__WORK TO COMPLETE__
Filter the material below down to the lines with the word "logic" and give those lines.

__DATA UNDER STUDY__

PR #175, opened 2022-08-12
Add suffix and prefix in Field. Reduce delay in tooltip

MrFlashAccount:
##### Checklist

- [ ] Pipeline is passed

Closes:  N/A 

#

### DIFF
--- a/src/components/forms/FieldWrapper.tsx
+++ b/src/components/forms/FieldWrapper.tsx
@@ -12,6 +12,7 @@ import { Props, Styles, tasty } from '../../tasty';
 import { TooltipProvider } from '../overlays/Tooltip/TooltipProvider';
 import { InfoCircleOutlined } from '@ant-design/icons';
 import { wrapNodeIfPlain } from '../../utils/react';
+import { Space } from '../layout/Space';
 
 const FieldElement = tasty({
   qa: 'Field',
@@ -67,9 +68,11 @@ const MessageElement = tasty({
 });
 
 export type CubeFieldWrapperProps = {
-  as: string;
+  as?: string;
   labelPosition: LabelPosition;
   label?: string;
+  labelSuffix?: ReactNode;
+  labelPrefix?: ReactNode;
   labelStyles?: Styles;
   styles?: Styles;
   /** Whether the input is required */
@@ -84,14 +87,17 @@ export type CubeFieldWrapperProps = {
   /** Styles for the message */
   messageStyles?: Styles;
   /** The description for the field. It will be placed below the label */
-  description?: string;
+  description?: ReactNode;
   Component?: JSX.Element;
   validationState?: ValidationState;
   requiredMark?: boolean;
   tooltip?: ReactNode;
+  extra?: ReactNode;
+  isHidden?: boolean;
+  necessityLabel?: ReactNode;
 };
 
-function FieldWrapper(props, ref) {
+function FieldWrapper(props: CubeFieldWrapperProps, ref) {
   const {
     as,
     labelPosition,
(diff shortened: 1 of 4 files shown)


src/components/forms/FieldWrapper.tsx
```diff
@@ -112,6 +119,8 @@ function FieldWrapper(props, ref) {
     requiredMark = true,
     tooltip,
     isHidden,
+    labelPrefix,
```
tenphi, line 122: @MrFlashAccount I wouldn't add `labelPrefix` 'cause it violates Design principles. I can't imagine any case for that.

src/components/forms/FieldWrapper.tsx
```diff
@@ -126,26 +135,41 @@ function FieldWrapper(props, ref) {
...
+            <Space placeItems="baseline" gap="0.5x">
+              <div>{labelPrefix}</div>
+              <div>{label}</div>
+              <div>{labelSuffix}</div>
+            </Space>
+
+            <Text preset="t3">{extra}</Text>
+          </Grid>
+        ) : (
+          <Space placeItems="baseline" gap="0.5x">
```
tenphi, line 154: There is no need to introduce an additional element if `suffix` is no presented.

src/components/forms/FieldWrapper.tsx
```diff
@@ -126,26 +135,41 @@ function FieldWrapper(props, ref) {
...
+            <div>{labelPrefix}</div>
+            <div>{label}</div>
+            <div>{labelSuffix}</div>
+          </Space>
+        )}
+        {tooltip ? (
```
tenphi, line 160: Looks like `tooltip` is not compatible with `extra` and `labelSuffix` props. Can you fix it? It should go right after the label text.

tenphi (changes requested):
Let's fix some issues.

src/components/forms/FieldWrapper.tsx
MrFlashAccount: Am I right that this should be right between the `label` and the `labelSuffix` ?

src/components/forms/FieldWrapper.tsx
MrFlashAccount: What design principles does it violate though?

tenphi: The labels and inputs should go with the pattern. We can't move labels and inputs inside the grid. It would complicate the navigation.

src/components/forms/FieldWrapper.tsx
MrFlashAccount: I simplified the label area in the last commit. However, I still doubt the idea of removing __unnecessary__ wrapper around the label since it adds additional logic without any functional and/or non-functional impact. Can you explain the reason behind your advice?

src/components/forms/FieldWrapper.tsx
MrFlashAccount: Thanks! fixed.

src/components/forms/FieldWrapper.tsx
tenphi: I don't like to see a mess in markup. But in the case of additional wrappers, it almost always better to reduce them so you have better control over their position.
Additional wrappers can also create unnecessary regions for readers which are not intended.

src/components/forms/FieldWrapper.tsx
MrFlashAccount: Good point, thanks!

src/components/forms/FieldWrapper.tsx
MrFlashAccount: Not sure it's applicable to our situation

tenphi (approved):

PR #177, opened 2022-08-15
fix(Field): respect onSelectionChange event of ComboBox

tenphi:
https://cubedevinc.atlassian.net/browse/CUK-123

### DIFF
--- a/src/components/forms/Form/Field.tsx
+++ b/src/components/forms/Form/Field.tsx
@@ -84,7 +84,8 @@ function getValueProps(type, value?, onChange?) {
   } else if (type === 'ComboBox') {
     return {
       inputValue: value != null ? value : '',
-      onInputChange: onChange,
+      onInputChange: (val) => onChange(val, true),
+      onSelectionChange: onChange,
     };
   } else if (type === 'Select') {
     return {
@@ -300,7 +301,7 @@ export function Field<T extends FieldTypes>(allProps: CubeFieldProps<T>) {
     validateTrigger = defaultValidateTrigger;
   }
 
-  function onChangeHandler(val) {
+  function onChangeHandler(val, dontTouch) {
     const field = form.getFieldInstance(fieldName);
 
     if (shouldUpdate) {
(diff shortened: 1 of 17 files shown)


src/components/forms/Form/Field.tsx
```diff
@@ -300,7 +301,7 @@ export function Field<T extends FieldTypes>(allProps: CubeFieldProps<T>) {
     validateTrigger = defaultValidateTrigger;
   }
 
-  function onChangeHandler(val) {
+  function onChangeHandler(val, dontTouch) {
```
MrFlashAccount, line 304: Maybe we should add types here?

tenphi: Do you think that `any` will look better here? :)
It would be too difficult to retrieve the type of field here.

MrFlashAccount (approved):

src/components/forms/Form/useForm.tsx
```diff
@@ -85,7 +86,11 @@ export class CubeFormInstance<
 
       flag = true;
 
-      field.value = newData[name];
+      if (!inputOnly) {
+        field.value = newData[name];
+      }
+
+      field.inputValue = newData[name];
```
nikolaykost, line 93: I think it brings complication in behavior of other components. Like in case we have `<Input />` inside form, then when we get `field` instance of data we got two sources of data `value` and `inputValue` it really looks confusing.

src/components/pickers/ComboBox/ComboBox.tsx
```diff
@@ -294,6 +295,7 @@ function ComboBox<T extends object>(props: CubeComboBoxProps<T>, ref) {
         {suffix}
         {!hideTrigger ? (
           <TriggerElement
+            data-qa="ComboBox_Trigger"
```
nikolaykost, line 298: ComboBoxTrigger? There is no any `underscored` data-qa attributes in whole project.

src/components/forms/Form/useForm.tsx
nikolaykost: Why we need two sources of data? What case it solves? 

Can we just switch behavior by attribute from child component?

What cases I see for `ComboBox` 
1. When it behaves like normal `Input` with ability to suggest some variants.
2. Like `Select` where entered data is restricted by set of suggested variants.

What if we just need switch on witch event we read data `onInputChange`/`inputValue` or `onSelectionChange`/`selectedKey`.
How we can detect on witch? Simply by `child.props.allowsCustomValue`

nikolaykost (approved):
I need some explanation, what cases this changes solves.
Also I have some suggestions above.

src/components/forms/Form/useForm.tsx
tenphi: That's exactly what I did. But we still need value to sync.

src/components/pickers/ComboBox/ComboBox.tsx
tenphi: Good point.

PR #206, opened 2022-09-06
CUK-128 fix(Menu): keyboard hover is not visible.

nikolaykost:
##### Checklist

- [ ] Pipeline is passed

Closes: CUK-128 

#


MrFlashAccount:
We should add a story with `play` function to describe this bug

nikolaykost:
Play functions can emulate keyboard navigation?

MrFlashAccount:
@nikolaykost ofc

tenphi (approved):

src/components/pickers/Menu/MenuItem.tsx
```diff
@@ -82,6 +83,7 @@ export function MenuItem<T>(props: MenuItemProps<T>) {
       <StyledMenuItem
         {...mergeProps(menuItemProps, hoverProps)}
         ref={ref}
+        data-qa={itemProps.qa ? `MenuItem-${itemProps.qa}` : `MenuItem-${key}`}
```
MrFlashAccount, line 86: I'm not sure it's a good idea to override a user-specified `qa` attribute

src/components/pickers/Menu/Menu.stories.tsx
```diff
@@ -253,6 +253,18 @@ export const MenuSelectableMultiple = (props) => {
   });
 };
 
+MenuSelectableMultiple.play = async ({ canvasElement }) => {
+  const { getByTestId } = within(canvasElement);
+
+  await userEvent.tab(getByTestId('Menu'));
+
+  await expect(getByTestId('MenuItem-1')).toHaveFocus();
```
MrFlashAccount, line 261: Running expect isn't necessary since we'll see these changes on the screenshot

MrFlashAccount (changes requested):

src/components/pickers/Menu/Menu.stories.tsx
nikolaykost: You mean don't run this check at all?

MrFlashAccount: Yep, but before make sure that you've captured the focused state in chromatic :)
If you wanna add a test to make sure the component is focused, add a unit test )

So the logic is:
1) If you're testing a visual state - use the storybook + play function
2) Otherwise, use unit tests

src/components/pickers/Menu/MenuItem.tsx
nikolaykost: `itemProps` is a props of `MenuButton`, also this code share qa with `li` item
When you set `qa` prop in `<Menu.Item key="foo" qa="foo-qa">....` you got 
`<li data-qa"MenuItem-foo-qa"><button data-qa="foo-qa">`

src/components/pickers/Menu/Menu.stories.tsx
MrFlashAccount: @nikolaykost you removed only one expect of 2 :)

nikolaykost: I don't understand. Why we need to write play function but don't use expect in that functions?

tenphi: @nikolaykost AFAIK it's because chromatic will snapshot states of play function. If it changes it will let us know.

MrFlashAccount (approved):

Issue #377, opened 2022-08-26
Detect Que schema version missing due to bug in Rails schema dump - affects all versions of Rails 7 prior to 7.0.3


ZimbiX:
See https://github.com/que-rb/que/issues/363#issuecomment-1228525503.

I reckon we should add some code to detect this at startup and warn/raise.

__ANSWER FOR THIS EXERCISE__
MrFlashAccount: I simplified the label area in the last commit. However, I still doubt the idea of removing __unnecessary__ wrapper around the label since it adds additional logic without any functional and/or non-functional impact. Can you explain the reason behind your advice?
So the logic is:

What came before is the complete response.